§ **Assignment**: Set down, please, exactly the lines below that run from the line with "Addresses issue #1074" to the line with "I installed mqtt", both lines included.

=== Section Start ===

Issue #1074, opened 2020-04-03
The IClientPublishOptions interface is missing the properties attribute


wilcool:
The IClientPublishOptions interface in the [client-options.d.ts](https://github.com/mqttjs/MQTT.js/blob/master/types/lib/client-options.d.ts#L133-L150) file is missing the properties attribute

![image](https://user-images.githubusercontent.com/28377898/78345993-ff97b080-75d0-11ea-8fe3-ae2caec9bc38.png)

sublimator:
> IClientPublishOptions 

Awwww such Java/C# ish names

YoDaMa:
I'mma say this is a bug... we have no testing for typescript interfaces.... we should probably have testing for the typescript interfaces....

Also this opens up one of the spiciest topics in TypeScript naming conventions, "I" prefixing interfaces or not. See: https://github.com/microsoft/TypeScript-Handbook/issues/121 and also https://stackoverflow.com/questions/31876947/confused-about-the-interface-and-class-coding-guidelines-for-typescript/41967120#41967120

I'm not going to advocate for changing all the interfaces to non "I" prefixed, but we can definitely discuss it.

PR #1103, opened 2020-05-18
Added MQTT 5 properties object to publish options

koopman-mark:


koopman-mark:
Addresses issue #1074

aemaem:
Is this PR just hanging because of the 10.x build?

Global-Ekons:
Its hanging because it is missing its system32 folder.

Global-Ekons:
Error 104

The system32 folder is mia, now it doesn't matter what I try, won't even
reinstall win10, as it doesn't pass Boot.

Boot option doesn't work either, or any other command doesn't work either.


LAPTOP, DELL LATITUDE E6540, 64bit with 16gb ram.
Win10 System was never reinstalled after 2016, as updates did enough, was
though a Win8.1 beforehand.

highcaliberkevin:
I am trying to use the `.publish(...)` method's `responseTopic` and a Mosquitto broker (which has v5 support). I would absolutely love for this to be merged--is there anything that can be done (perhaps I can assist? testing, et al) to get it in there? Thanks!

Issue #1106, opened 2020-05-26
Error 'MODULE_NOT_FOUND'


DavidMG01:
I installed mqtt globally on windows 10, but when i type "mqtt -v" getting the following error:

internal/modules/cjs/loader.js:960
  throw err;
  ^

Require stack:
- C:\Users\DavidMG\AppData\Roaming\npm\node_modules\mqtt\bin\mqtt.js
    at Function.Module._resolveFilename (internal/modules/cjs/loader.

=== Section End ===
=== Section Start ===

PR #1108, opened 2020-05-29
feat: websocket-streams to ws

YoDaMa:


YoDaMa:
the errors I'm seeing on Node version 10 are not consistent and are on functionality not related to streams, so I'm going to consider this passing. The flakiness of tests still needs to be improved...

=== Section End ===

§ **Answer for this exercise**:
Addresses issue #1074

aemaem:
Is this PR just hanging because of the 10.x build?

Global-Ekons:
Its hanging because it is missing its system32 folder.

Global-Ekons:
Error 104

The system32 folder is mia, now it doesn't matter what I try, won't even
reinstall win10, as it doesn't pass Boot.

Boot option doesn't work either, or any other command doesn't work either.


LAPTOP, DELL LATITUDE E6540, 64bit with 16gb ram.
Win10 System was never reinstalled after 2016, as updates did enough, was
though a Win8.1 beforehand.

highcaliberkevin:
I am trying to use the `.publish(...)` method's `responseTopic` and a Mosquitto broker (which has v5 support). I would absolutely love for this to be merged--is there anything that can be done (perhaps I can assist? testing, et al) to get it in there? Thanks!

Issue #1106, opened 2020-05-26
Error 'MODULE_NOT_FOUND'


DavidMG01:
I installed mqtt globally on windows 10, but when i type "mqtt -v" getting the following error:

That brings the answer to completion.